→ **What is required**: Search the entries for the string "would" and give the number of lines that hold it, nothing more.
* * * * * * * * *
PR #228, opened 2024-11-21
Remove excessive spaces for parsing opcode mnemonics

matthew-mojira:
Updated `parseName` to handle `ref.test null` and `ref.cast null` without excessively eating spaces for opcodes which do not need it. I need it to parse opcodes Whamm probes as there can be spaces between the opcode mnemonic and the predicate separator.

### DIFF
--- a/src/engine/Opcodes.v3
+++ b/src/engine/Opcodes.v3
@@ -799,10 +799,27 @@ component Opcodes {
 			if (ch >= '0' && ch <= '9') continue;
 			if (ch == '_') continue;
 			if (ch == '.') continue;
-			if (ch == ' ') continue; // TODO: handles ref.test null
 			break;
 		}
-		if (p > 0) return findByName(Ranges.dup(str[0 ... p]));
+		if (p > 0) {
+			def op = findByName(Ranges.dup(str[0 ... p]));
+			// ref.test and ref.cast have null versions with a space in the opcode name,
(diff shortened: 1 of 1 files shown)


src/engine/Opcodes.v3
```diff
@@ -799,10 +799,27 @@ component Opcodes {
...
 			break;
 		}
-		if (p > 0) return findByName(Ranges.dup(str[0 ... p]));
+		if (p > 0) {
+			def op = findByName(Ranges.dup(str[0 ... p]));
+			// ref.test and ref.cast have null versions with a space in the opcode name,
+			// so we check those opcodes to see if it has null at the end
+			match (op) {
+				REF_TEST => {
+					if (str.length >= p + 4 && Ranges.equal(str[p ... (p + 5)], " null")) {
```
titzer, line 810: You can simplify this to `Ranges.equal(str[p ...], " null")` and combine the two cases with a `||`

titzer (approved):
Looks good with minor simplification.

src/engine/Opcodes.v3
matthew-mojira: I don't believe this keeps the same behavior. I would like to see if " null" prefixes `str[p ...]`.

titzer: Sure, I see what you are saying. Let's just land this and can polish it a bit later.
* * * * * * * * *
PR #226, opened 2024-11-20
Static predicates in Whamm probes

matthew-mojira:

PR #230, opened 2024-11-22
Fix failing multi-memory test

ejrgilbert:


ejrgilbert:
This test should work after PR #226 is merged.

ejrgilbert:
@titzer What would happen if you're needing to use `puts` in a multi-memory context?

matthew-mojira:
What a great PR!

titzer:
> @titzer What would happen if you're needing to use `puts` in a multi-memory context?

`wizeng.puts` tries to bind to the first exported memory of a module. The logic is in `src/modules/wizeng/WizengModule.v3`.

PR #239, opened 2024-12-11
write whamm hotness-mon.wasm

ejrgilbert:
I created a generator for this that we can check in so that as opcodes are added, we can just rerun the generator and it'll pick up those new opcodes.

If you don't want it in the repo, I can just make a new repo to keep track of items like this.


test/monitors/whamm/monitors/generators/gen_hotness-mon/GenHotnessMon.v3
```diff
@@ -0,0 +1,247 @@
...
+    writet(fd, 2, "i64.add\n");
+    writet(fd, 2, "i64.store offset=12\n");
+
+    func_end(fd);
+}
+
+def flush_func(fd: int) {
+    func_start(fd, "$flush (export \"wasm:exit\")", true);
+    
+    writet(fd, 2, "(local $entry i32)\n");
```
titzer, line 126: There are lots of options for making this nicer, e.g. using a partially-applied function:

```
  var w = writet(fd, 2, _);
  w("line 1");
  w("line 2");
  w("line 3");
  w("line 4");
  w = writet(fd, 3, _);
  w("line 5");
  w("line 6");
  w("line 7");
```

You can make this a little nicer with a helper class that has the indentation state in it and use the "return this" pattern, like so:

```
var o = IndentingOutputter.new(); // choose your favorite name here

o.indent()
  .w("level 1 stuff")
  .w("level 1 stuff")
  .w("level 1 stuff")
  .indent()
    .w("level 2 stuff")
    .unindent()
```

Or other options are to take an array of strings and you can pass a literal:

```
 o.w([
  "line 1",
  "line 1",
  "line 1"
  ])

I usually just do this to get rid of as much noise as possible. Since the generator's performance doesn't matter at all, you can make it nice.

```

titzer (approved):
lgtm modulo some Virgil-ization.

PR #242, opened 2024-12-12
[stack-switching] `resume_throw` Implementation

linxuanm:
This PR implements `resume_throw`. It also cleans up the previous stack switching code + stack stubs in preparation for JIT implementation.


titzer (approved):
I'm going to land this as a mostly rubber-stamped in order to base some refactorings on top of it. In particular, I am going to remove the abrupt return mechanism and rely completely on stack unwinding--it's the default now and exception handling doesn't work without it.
* * * * * * * * *
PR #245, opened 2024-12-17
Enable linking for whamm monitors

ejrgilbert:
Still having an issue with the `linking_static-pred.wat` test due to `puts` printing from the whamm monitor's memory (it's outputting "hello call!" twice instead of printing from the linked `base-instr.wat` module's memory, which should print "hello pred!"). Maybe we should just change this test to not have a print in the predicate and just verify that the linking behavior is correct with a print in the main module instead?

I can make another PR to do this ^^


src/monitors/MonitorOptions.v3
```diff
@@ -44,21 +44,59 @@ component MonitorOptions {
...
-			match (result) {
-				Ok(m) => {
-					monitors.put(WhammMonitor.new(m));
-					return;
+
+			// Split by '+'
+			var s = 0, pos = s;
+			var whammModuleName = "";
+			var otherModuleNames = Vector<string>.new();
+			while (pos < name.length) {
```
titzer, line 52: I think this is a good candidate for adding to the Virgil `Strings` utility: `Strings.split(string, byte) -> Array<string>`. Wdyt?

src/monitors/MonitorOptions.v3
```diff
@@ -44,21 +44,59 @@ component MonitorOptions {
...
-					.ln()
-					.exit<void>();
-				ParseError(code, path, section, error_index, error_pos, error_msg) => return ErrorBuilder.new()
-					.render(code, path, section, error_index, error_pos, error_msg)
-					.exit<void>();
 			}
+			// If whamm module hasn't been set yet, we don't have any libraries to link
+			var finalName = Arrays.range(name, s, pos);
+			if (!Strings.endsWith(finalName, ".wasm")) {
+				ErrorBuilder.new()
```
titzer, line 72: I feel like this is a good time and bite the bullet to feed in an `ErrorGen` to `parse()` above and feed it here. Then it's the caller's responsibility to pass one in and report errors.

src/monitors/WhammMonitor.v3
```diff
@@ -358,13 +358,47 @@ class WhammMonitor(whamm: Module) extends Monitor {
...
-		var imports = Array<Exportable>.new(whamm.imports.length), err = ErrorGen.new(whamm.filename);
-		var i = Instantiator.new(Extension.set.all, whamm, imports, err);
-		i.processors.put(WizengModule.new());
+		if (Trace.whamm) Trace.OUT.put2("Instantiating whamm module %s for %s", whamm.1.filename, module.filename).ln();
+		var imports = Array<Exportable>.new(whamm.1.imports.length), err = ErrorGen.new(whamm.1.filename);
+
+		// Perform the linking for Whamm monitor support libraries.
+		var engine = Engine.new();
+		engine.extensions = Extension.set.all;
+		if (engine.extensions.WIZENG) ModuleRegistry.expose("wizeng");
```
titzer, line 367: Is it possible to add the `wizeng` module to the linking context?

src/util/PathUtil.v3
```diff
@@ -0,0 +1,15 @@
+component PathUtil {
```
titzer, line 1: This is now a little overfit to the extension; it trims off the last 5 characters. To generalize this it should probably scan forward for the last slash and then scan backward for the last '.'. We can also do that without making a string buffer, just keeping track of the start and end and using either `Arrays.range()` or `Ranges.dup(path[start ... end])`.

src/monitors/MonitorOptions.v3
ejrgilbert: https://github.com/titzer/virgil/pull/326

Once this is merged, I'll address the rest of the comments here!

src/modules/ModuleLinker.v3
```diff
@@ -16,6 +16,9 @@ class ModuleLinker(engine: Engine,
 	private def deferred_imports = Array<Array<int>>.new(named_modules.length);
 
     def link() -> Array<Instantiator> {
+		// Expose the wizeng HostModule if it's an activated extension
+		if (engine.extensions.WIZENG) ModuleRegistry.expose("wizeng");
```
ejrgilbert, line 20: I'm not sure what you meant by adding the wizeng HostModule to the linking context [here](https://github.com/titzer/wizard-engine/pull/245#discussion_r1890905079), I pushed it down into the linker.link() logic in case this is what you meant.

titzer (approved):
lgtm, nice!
* * * * * * * * *
→ **Answer to this exercise**: 3